Tararaca seria uma pessoa tonta, embaraçada, meio avoada. Gente que faz ou diz algo estranho numa hora inconveniente. Mais ou menos isso. Mas é também o nome de um rato silvestre. No entanto, foi usada por nós de forma mais abrangente, como uma interjeição em situações variadas. Outro caso curioso foi o de um sujeito que conheci na região de Paranavaí nos meses em que morei lá, em 1983 e parte de 1984, também atuando como repórter. Eu percorria o noroeste extremo, região de pequenos municípios situada num vasto areal habitado por tipos curiosos. Um deles em Santa Cruz do Monte Castelo era o Jurandir que tinha por hábito, principalmente quando bravo ou quando não estava gostando de certa coisa, de perguntar: “O que você quis dizer com isso, ô Linguiça?”.
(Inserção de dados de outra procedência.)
Issue #4782, opened 2024-12-16
Add Node SDK to SDK section


akeller:
The fully supported [Node SDK](https://docs.camunda.io/docs/apis-tools/node-js-sdk/) needs to be added to the [SDK section](https://docs.camunda.io/docs/apis-tools/working-with-apis-tools/#sdks). It's correctly present in the sidebar, but not on the main page.

akeller:
@christinaausley can you pick this up this week?

christinaausley:
I'll have this done tomorrow 👍

PR #4784, opened 2024-12-17
add nodejs sdk to overview page

christinaausley:
## Description

Closes https://github.com/camunda/camunda-docs/issues/4782.

## PR Checklist


mesellings (approved):
Lgtm 👍 🚀 

One non-blocking issue that perhaps is just something to look at when we move to docusaurus 3 is that the card height is dependent on the text content - here the node card is now taller than the one next to it:

image


I would expect card components to behave slightly differently ideally, but I guess our options are:

1) Adjust the meta description for the node.js page, i.e. remove ", available via npm.", except this then conflicts with SEO description length.
2) Leave as is, take a look at card components in Docusaurus 3.

I guess we shouldn't be trying to fit content to a responsive layout, so I think 2 is our best option, but up to you  - just something I noticed?

christinaausley:
@mesellings Good catch. This was bothering me so for the time being I adjusted the description length, as it isn't dire either way. Cheers to Doc3 when this perhaps won't be an issue?

mesellings (approved):
Lgtm 👍 🚀

PR #4805, opened 2024-12-20
d3: regen 8.6 API docs

pepopowitz:
## Description
Part of #4799.

- Rewrites the API generation logic to support non-next versions of docs
- Regenerates API docs for vCurrent
   - Operate
   - Tasklist
   - Camunda
   - Admin SM
   - Zeebe 

## When should this change go live?

- [ ] This is a bug fix, security concern, or something that needs **urgent release support**.
- [ ] This is already available but undocumented and should be released within a week.
- [ ] This on a **specific schedule** and the assignee will coordinate a release with the DevEx team. (apply `hold` label or convert to draft PR)
- [ ] This is part of a scheduled alpha or minor. (apply alpha or minor label)
- [ ] There is **no urgency** with this change and can be released at any time.

## PR Checklist

- [ ] My changes are for an **already released minor** and are in `/versioned_docs` directory.
- [ ] My changes are for the **next minor** and are in `/docs` directory (aka `/next/`).

- [ ] My changes require an [Engineering review](https://github.com/camunda/camunda-docs/blob/main/howtos/documentation-guidelines.md#review-process), and I've assigned the Engineering DRI or delegate.
- [ ] My changes require a [technical writer review](https://github.com/camunda/camunda-docs/blob/main/howtos/documentation-guidelines.md#review-process), and I've assigned @camunda/tech-writers as a reviewer.

PR #4801, opened 2024-12-19
d3: regenerate vNext API docs

pepopowitz:
Targets the branch for #4799.

## Description

Regenerates API docs for vNext, to resolve a bunch of markdown errors and accommodate the upgraded API docs plugin.

### Progress

- [x] camunda rest api, vNext
- [x] operate rest api, vNext
- [x] tasklist rest api, vNext
- [x] administration sm rest api
- [x] update duplicate-badge-removal regex to accommodate changes in API generator plugin 

## When should this change go live?

- [ ] This is a bug fix, security concern, or something that needs **urgent release support**.
- [ ] This is already available but undocumented and should be released within a week.
- [ ] This on a **specific schedule** and the assignee will coordinate a release with the DevEx team. (apply `hold` label or convert to draft PR)
- [ ] This is part of a scheduled alpha or minor. (apply alpha or minor label)
- [ ] There is **no urgency** with this change and can be released at any time.

## PR Checklist

- [ ] My changes are for an **already released minor** and are in `/versioned_docs` directory.
- [ ] My changes are for the **next minor** and are in `/docs` directory (aka `/next/`).

- [ ] My changes require an [Engineering review](https://github.com/camunda/camunda-docs/blob/main/howtos/documentation-guidelines.md#review-process), and I've assigned the Engineering DRI or delegate.
- [ ] My changes require a [technical writer review](https://github.com/camunda/camunda-docs/blob/main/howtos/documentation-guidelines.md#review-process), and I've assigned @camunda/tech-writers as a reviewer.

PR #4828, opened 2025-01-09
d3: fix alpha URLs for 8.6 c8 REST API docs

pepopowitz:
Targets the branch for #4799.

## Description

- Fixes the 8.6 C8 REST API docs, which were targeting an alpha document that moved in vNext.
- Adjusts the C8 REST API generation strategy to vary its alpha document path by version, so that I don't have to fix this same issue when I generate the older versions.

### There are still two broken links in the generated API docs

These are because the C8 REST docs reference an 8.5-specific document, which is not yet included in this branch. Eventually it will be, and those broken links should resolve.

image

 
## PR Checklist


akeller (approved):
Thank you 🙏 

Is there a better/smarter way for us to catch these link changes? Or is that part of this, include a set of linked docs as part of the generation strategy and add more moving forward?

pepopowitz:
> Thank you 🙏
> 
> Is there a better/smarter way for us to catch these link changes? Or is that part of this, include a set of linked docs as part of the generation strategy and add more moving forward?

This is maybe not exactly what you're thinking. The URLs this PR corrects were actually introduced by the API doc generation process, they weren't snuck into the spec upstream. 

So in this case, we already own these links, and the issue is that I didn't notice that I was using an invalid URL in #4805 and #4801.

Issue #4498, opened 2024-10-22
Document update guide for prefix migration


ChrisKujawa:
## Context

Operate and Tasklist support a feature to add a custom prefix to indices. As we harmonize indices, this makes it a bit more complicated. We want to use harmonized indices for different web-apps, and reuse indices from Operate for example for things in Tasklist, etc.

There is no good way to make this possible with customized indices, without migration/reindexing data on an update to 8.7. This was an accepted/agreed way to handle such.

## Need
We need to write a guide for users/customers that use this custom index feature, such that they can migrate the index structure to a supported format. 

It was [decided](https://docs.google.com/document/d/1w1VzwyvvBzu0vnjCUj4UcLxTCVae8iMXAMA5_m6xs1s/edit#bookmark=id.ycvvxxg2yt70) that this is something users need to do as preparation work in order to migrate to 8.7. If we would implement this, it would make migration logic quite complex and would be hard to cover all cases. 

## AT

As a user I can read the document and understand how to migrate to 8.7. 

1. If I use the prefixed indices I have to manually migrate the indices
    2. The guide needs to be verified with QA and manually during writing
    3. Code snippets or commands need to be easily copied, the guide needs to be clear and crisp.
4. If I don't use the feature, I'm not affected.

ChrisKujawa:
We should have the same warning as we have for optimize:

https://docs.camunda.io/optimize/next/self-managed/optimize-deployment/configuration/shared-elasticsearch-cluster/#:~:text=Changing%20the%20value%20of%20*.settings.index.prefix%20after%20an%20instance%20was%20already%20running%20results%20in%20new%20indexes%20being%20created%20with%20the%20new%20prefix%20value.%20There%20is%20no%20support%20in%20migrating%20data%20between%20indexes%20based%20on%20different%20prefixes.

everywhere

EuroLew:
# Prefix migration guide
This migration guide only applies for scenarios where operate and task-list both have prefixes and the new harmonised indices will also have a prefix.

## Making the Elasticsearch instance reachable
The migration relies on communicating directly with Elasticsearch so therefore the instance must be reachable on `http://localhost:9200` 

- Manual installations - should already be reachable
- Kubernetes - a port forward should be used to make the instance reachable
``` shell
kubectl port-forward svc/camunda-platform-elasticsearch 9200:9200
```
## Creating harmonised indices

The first step involves creating the harmonised indices indices for migration 

``` shell
[...]

PR #4844, opened 2025-01-13
Prefix migration guide

EuroLew:
## Description

Currently the image used for creating harmonised indices is `SNAPSHOT` however when https://github.com/camunda/camunda/pull/26972 makes it into a pre-release the image tag will be changed to that version.

PR for bash script is here https://github.com/camunda/camunda/pull/26971
relates to https://github.com/camunda/camunda-docs/issues/4498

- [x] This on a **specific schedule** and the assignee will coordinate a release with the DevEx team. (apply `hold` label or convert to draft PR)

## PR Checklist


docs/self-managed/operational-guides/update-guide/860-to-870.md
```diff
@@ -59,3 +59,84 @@ In that case, we append the following records:
 - `ASSIGN`
 - `ASSIGNING`
 - `ASSIGNED`
+
+## Prefix migration
+
+If a custom prefix has been defined for Operate and Tasklist (for example, using `camunda.operate.elasticsearch.indexPrefix`), then data must be migrated manually to the new indices.
```
conceptualshark, line 65: I added an example value here; can you ensure it is correct?

docs/self-managed/operational-guides/update-guide/860-to-870.md
```diff
@@ -59,3 +59,84 @@ In that case, we append the following records:
...
+
+- **Kubernetes**: Port-forward your Elasticsearch instance to ensure it is reachable. In the following example, `camunda-platform` can be replaced by the release name:
+
+  ```shell
+  kubectl port-forward svc/camunda-platform-elasticsearch 9200:9200
+  ```
+
+### Create harmonized indices
+
+To begin creating the harmonized indices for migration, first pull the following Docker image:
```
conceptualshark, line 79: Added additional description to these steps, though I understand this process may change entirely to a script, etc.

docs/self-managed/operational-guides/update-guide/860-to-870.md
```diff
@@ -59,3 +59,84 @@ In that case, we append the following records:
...
+
+```shell
+docker run --rm -it --env CAMUNDA_DATABASE_URL="host.docker.internal:9200" --env CAMUNDA_DATABASE_INDEXPREFIX=<prefix> --entrypoint /usr/local/zeebe/bin/schema camunda/zeebe:SNAPSHOT
+```
+
+### Migrate to harmonized indices
+
+Migrating to the harmonized indices will be done through reindexing.
+
+1. In Postman, import the collection `Prefix migration.postman_collection.json`.
```
conceptualshark, line 95: Where will we be hosting this collection?

conceptualshark (commented):
Knowing this is still in progress, I took a quick pass at some minor updates for wording consistency and style. Happy to go over things again once it is out of draft/finalized, or at any other point! I left a few questions and notes as to some of my edits so you could ensure they're still correct.

docs/self-managed/operational-guides/update-guide/860-to-870.md
EuroLew: The additional description makes sense

docs/self-managed/operational-guides/update-guide/860-to-870.md
EuroLew: I would assume in the camunda repo somewhere, but this part is subject to the most change, likely the postman collection will be removed and replaced by a script of some sort.

christinaausley: @EuroLew I oversee Postman, so just let me know if you need access or want me to make any changes for you 😄

docs/self-managed/operational-guides/update-guide/860-to-870.md
ChrisKujawa, line 65: ❗  We should state somehow maybe via a important note or something that it is a prerequisite before doing the actual update.

docs/self-managed/operational-guides/update-guide/860-to-870.md
```diff
@@ -59,3 +59,84 @@ In that case, we append the following records:
...
+
+## Prefix migration
+
+If a custom prefix has been defined for Operate and Tasklist (for example, using `camunda.operate.elasticsearch.indexPrefix`), then data must be migrated manually to the new indices.
+
+### Make the Elasticsearch instance reachable
+
+The migration relies on communicating directly with Elasticsearch. The Elasticsearch instance must be reachable on `http://localhost:9200`.
+
+- **Kubernetes**: Port-forward your Elasticsearch instance to ensure it is reachable. In the following example, `camunda-platform` can be replaced by the release name:
```
ChrisKujawa, line 71:
```suggestion
- **Kubernetes**: Port-forward your Elasticsearch instance to ensure it is reachable. In the following example, `camunda-platform` can be replaced by the service name:
```

ChrisKujawa: I wouldn't reference release name here, as it might be that the customer/user has deployed ES separate

ChrisKujawa, line 71: We can note that our example relies on a kubernetes environment but works also with others.

docs/self-managed/operational-guides/update-guide/860-to-870.md
```diff
@@ -59,3 +59,84 @@ In that case, we append the following records:
...
+
+```shell
+docker pull camunda/zeebe:SNAPSHOT
+```
+
+Run the command below, replacing `CAMUNDA_DATABASE_PREFIX` value with your desired prefix:
+
+```shell
+docker run --rm -it --env CAMUNDA_DATABASE_URL="host.docker.internal:9200" --env CAMUNDA_DATABASE_INDEXPREFIX=<prefix> --entrypoint /usr/local/zeebe/bin/schema camunda/zeebe:SNAPSHOT
+```
```
ChrisKujawa, line 89: ❓ Why is this necessary?

docs/self-managed/operational-guides/update-guide/860-to-870.md
```diff
@@ -59,3 +59,84 @@ In that case, we append the following records:
...
+1. In Postman, import the collection `Prefix migration.postman_collection.json`.
+2. In the Postman client, set the global variables which template the requests, where `oldOperatePrefix` and `oldTasklistPrefix` are the prefixes which were previously configured, and `prefix` is the new prefix for your harmonized indices.
+3. Execute all requests in the collection.
+
+### Migrate archived indices
+
+For each archived index, you must:
+
+- Put the index in read only mode.
+- Clone the index with the changed name.
```
ChrisKujawa, line 104: I think it would be beneficial to explain a bit more why we chose this approach, instead of reindexing again. 

For example because we would need to pre create the indices, read only because we don't want to have any write during cloning etc.

ChrisKujawa: We should also put a warning here that this will increase the disc usage by a lot (I mean it will double it)

docs/self-managed/operational-guides/update-guide/860-to-870.md
```diff
@@ -59,3 +59,84 @@ In that case, we append the following records:
...
+curl -X POST "http://localhost:9200/operate-prefix-job-8.6.0_2025-01-08/_clone/new-prefix-job-8.6.0_2025-01-08" -H "Content-Type: application/json" -d '{
+  "settings": {
+    "index.blocks.write": false,
+    "number_of_replicas": 0
+  },
+  "aliases": {
+    "new-prefix-job-8.6.0_alias": {}
+  }
+}'
+```
```
ChrisKujawa, line 128: I feel I can write a script for such.

```sh
#!/bin/bash

set -euox pipefail

prefix=$1
newPrefix=$2

indices=$(curl "http://localhost:9600/$prefix*" | jq --raw-output "keys[]" | grep -E "$prefix.+_[0-9]+")

echo "Found $indices containing historic data."
echo "Cloning indices to new prefix"

for index in $indices; do

  echo "Set $index read-only"
  curl -X PUT "http://localhost:9200/$index/_settings" -H "Content-Type: application/json" -d '{
    "settings": {
       "index.blocks.write": "true"
    }
  }'


  # Clone index
  newIndexName=$(echo "${index/$prefix/$newPrefix}")

  echo "Clone $index to $newIndexName"
  newAliasName=$(echo "${index%_*}_alias")


  curl -X POST "http://localhost:9200/$index/_clone/$newIndexName" -H "Content-Type: application/json" -d '{
    "settings": {
      "index.blocks.write": false,
      "number_of_replicas": 0
    },
    "aliases": {
      "$newAliasName": {}
    }
  }'

done

echo "Migration to new custom prefix $newPrefix done"
```

@EuroLew can you validate whether this works for you?

docs/self-managed/operational-guides/update-guide/860-to-870.md
```diff
@@ -59,3 +59,84 @@ In that case, we append the following records:
...
+
+With the Elasticsearch migration finished, ensure the following prior to updating to 8.7:
+
+- The prefixes configured for Operate and Tasklist are changed to reflect the new prefix for the harmonized index. If this configuration is not changed, then Operate and Tasklist will continue to refer to the pre-migration indices which will not reflect any new changes.
+
+  For example, given a new prefix of `some-prefix`:
+
+  - The configured `CAMUNDA_OPERATE_ELASTICSEARCH_INDEX_PREFIX` must now be `some-prefix`.
+  - The configured `CAMUNDA_TASKLIST_ELASTICSEARCH_INDEX_PREFIX` must now be `some-prefix`.
+  - The prefix for the [Camunda exporter](/self-managed/zeebe-deployment/exporters/camunda-exporter.md) should be configured using `ZEEBE_BROKER_EXPORTERS_CAMUNDA_ARGS_INDEX_PREFIX` to `some-prefix`.
```
ChrisKujawa, line 142: I guess we should be more explicit that they need to set these configs

ChrisKujawa (commented):
Thanks @EuroLew good first version. I have some comments and thoughts, see below.

docs/self-managed/operational-guides/update-guide/860-to-870.md
EuroLew: will do

docs/self-managed/operational-guides/update-guide/860-to-870.md
EuroLew: thanks for the help it worked :)

docs/self-managed/operational-guides/update-guide/860-to-870.md
ChrisKujawa: Yeah I just later realized that we need to do this, because of the reindex. Could we mention this?

docs/self-managed/operational-guides/update-guide/860-to-870.md
```diff
@@ -59,3 +59,73 @@ In that case, we append the following records:
...
+docker run --rm -it --env CAMUNDA_DATABASE_URL="host.docker.internal:9200" --env CAMUNDA_DATABASE_INDEXPREFIX=<prefix> --entrypoint /usr/local/zeebe/bin/schema camunda/zeebe:SNAPSHOT
+```
+
+### Migrating indices
+
+The migration of the indices assumes that elasticsearch is reachable on
+localhost:9200.
+
+Execute the `.migrate.sh` bash script which has dependencies on `jq` and `curl`.
+It is required that the: operate, tasklist and new prefix are defined.
```
ChrisKujawa, line 103:
```suggestion
We better UX we provide a bash script: `.migrate.sh` to run the migration. The bash script which has dependencies on `jq` and `curl`.
It is required that the: operate, tasklist and new prefix are defined.

If you would like to run the migration on your own, please have a look at the script, what steps are necessary.
```

ChrisKujawa: Actually, can you bring back the description from before? I would like to have it still, the bash is just a good add-on to make it easier, but I think it would be useful to understand what is happening and some might want to ran it manually.

ChrisKujawa: We might want to also add that they should make sure to backup their data before plus testing the script first in dev environment to be safe.

docs/self-managed/operational-guides/update-guide/860-to-870.md
```diff
@@ -59,3 +59,131 @@ In that case, we append the following records:
...
+
+:::note
+Without these configuration changes the update to 8.7 will fail.
+:::
+
+Given a new desired prefix of `some-prefix`
+
+- The configured `CAMUNDA_OPERATE_ELASTICSEARCH_INDEX_PREFIX` must now be `some-prefix`.
+- The configured `CAMUNDA_TASKLIST_ELASTICSEARCH_INDEX_PREFIX` must now be `some-prefix`.
+- The prefix for the [Camunda exporter](/self-managed/zeebe-deployment/exporters/camunda-exporter.md) should be configured using `ZEEBE_BROKER_EXPORTERS_CAMUNDA_ARGS_INDEX_PREFIX` to `some-prefix`.
```
akeller, line 189: Are these changes part of 8.7 or 8.8?

EuroLew: The migration application should be part 8.7

ChrisKujawa: ❌ No 8.8

EuroLew: yep my bad it got delayed, will have to change documentation to reflect this

docs/self-managed/operational-guides/update-guide/860-to-870.md
```diff
@@ -67,116 +67,29 @@ It is a requirement that Operate and Tasklist (for example, using `camunda.opera
...
+2. In the `camunda/bin` directory there is a `prefix-migration` script that will execute the prefix migration,
+   pass the desired prefix using the `CAMUNDA_DATABASE_INDEXPREFIX` environment variable.
 
-Options:
-  --operate <value>     Prefix defined for operate
-  --tasklist <value>    Prefix defined for tasklist
-  --prefix <value>      New prefix for harmonised indices
-  -h, --help            Display this help message.
+```shell
+CAMUNDA_DATABASE_INDEXPREFIX=some-prefix ./prefix-migration
```
ChrisKujawa, line 87: ❓ @EuroLew dont we need also the previous index prefixes?

EuroLew: The script uses `OperateProperties` from the old cluster to retrieve the previous index prefixes, as a result looking at my instructions there's an error instead of stopping the 8.7 cluster it should pause exporting, run migration, then bring the cluster down

EuroLew: Or instead of changing instructions to pause exporting we keep it as is
- stop old cluster
- run migration
- start new cluster

and force the user to provide the old prefixes during the migration, imo the pause exporting approach is more user friendly

ChrisKujawa:
This PR will be replaced with https://github.com/camunda/camunda-docs/pull/5023

PR #4868, opened 2025-01-17
docs(web-modeler): rename milestone to version

wollefitz:
## Description

Part of https://github.com/camunda/web-modeler/issues/12551

## PR Checklist

- [x] I added a redirect for a renamed or deleted page to the .htaccess file.


wollefitz:
Screenshots in this PR are still pending to be updated; will do this after final design review in https://github.com/camunda/web-modeler/pull/12548

akeller:
👋 I'm surprised we didn't have "milestone" in the [glossary](https://docs.camunda.io/docs/reference/glossary/), but we should add it and "version" to help people remap this term in their heads.

wollefitz:
> 👋 I'm surprised we didn't have "milestone" in the [glossary](https://docs.camunda.io/docs/reference/glossary/), but we should add it and "version" to help people remap this term in their heads.

@akeller Thanks for the pointer to the glossary! We've been discussing in the team that at some location within the documentation we should explain the difference between the version concepts of the different components (Web Modeler version vs Zeebe engine version vs process definition version) - would the glossary be a good place for this?

akeller:
> @akeller Thanks for the pointer to the glossary! We've been discussing in the team that somewhere within the documentation we should explain the difference between the version concepts of the different components (Web Modeler version vs Zeebe engine version vs process definition version, etc.) - would the glossary be a good place for this?

It depends! 🙂 Could you pull together a little draft (could be in this PR or a Google doc) so I could see how verbose this would be? My vision with the glossary is this is a quick reference with a term and definition. If we need to go into a lot of details, this may not be the right place.

wollefitz:
> If we need to go into a lot of details, this may not be the right place.

I fear we have to go a bit more into details and suggest doing this in a follow-up PR as we already renamed "milestones" to "versions" in Web Modeler SaaS and I don't want to delay this PR further.

@akeller Would this work for you?

docs/components/modeler/web-modeler/versions.md
wollefitz, line 1: FYI: This page is marked as added by GitHub but is more a copy of `milestones.md` with adjusting the word "milestones".

akeller:
> > If we need to go into a lot of details, this may not be the right place.
> 
> I fear we have to go a bit more into details and suggest doing this in a follow-up PR as we already renamed "milestones" to "versions" in Web Modeler SaaS and I don't want to delay this PR further.
> 
> We will also need to add an announcement on the announcements page.
> 
> @akeller Would this work for you?

Yes, works for me.

mesellings:
> @camunda/tech-writers A thing that I wasn't able to adjust within this PR is https://github.com/camunda/camunda-docs/blob/main/docs/components/modeler/web-modeler/img/process-applications/process-application-milestone-diagram.png which also should say "Create version" instead of "Create milestone". I didn't find the source for recreating this diagram.

I can handle this for you 👍

mesellings:
> > @camunda/tech-writers A thing that I wasn't able to adjust within this PR is https://github.com/camunda/camunda-docs/blob/main/docs/components/modeler/web-modeler/img/process-applications/process-application-milestone-diagram.png which also should say "Create version" instead of "Create milestone". I didn't find the source for recreating this diagram.
> 
> I can handle this for you 👍

@wollefitz I've changed this and committed it 👍

mesellings (dismissed):
Great work @wollefitz, really thorough! 👏 

I've made a few edits for links and a few occurrences of milestone, but all lgtm! 🚀 

Also, before you merge, just to confirm this is what you are after:
- Milestone is changing to version here only in the 'next' docs, which will then become 8.8
- Milestone remains as is for 8.6 here, and thus will also. remain for 8.7

mesellings (approved):
Re-approving, as I edited the image name from milestone to version for completeness 👍

akeller:
> Also, before you merge, just to confirm this is what you are after:
> 
> * Milestone is changing to version here only in the 'next' docs, which will then become 8.8
> * Milestone remains as is for 8.6 here, and thus will also. remain for 8.7

We are still working out the details here, but please assume `next` will be 8.7 as expected until we communicate otherwise. Sorry this is confusing!

wollefitz:
> Milestone is changing to version here only in the 'next' docs, which will then become 8.8

Milestones will be renamed to versions in 8.7 already so we'll need to backport this to the 8.7 versioned docs once they are available.

wollefitz:
> but please assume `next` will be 8.7 as expected until we communicate otherwise. Sorry this is confusing!

Merging now based on Amara's comment. Thank you both for your support!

Para ele, na hora da fúria, todo mundo era Linguiça. E quando contava seus casos para a gente ele dizia: “Eu cheguei pra ele e disse: fala de novo, Linguiça! Repete o que você falou!” Linguiça era qualquer um. Jurandir era bravo. A gente ouvia e em vez de ouvir seriamente o caso, se divertia com o uso da expressão linguiça para definir qualquer adversário. O curioso é que este tipo de expressão pode ocasionar efeito colateral para quem a inventa. O sujeito ficar marcado por ela. É o que está acontecendo com o garoto Marcos, chamado de Marco Véio na escola e por todos que o identificam nas ruas de sua cidade. Os mais íntimos – e não todos, claro, que ele era e ainda é mais bravo que o Jurandir – chamavam o Taques de Tararaca. Assim como o Jurandir era conhecido por Linguiça, por causa da expressão que usava. Mas, claro, existem muitos milhares de casos semelhantes pelo Brasil afora.